• Action item:
For the material below, return exactly the lines starting at the one holding "## Message format" and ending at the one holding "needs updating.", counting both as part of the range.

____

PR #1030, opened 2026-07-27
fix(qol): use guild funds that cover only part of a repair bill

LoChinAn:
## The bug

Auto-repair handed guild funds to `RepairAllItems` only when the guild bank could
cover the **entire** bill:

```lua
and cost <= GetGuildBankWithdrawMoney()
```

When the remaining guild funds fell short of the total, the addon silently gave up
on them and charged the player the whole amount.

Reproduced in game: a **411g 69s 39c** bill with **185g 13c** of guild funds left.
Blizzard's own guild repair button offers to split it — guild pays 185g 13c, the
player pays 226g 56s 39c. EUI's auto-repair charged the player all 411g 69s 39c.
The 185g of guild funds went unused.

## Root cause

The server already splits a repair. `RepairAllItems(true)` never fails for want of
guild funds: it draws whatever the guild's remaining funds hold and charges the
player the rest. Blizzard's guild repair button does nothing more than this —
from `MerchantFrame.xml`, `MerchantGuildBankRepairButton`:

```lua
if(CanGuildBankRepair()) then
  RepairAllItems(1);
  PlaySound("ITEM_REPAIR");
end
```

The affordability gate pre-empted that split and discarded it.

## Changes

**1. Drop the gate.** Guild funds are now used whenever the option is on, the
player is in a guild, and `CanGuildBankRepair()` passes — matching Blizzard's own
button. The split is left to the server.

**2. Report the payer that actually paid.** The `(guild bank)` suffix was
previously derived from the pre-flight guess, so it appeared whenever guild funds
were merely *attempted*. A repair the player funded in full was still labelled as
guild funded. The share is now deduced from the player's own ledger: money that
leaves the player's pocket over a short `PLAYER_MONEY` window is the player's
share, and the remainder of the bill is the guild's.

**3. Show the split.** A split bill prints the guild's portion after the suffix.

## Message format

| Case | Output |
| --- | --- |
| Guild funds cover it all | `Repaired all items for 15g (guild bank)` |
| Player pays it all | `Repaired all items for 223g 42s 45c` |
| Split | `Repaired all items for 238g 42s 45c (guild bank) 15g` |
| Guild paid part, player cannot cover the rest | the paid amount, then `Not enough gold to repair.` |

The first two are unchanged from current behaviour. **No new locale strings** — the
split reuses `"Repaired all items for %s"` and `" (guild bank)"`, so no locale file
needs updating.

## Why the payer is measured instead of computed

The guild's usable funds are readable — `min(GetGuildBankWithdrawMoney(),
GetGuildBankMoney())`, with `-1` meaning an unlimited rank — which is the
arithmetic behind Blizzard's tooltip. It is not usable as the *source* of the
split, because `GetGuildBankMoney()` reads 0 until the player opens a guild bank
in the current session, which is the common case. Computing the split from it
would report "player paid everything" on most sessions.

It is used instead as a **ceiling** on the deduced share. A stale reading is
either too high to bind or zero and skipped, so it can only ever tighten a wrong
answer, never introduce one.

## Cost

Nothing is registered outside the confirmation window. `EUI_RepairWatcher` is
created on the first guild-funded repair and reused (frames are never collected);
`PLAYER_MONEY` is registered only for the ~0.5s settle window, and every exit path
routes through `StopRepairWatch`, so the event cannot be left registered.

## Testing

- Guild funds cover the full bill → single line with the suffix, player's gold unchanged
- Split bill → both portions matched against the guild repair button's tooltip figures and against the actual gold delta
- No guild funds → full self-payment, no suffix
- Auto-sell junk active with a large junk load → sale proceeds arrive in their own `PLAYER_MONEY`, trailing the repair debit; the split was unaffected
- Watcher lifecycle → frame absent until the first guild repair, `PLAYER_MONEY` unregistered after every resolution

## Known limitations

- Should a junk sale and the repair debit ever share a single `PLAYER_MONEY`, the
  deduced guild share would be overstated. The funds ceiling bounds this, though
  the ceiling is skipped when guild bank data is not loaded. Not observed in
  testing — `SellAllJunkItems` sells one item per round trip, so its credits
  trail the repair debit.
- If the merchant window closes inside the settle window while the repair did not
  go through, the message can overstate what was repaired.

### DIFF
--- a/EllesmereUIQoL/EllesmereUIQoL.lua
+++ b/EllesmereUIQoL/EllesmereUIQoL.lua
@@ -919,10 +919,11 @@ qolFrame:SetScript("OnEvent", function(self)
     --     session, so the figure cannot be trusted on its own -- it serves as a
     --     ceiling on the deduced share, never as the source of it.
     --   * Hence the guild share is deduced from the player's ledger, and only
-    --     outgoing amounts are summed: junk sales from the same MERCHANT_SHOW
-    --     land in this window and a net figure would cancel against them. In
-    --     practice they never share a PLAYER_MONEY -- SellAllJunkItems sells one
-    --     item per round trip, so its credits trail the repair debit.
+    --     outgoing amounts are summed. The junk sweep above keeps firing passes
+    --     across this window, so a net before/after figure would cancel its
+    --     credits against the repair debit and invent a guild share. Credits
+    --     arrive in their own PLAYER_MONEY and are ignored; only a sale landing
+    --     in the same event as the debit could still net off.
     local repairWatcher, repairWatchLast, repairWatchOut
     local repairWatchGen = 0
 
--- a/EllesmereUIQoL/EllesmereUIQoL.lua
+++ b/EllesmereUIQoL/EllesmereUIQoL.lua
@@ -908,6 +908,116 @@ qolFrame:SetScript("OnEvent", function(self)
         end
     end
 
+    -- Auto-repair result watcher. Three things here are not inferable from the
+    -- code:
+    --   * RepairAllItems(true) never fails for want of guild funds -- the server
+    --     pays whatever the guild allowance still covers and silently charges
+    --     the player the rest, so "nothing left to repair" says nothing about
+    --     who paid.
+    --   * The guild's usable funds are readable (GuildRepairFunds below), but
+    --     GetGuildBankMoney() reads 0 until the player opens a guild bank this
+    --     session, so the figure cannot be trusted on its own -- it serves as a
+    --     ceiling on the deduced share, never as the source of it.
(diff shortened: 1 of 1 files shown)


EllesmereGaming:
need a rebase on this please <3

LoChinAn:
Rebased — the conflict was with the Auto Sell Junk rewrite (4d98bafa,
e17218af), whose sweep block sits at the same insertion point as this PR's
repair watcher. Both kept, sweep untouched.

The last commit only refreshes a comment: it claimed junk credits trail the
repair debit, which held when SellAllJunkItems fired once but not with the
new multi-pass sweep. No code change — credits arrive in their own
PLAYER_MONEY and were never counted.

____

• Exercise answer:
## Message format

| Case | Output |
| --- | --- |
| Guild funds cover it all | `Repaired all items for 15g (guild bank)` |
| Player pays it all | `Repaired all items for 223g 42s 45c` |
| Split | `Repaired all items for 238g 42s 45c (guild bank) 15g` |
| Guild paid part, player cannot cover the rest | the paid amount, then `Not enough gold to repair.` |

The first two are unchanged from current behaviour. **No new locale strings** — the
split reuses `"Repaired all items for %s"` and `" (guild bank)"`, so no locale file
needs updating.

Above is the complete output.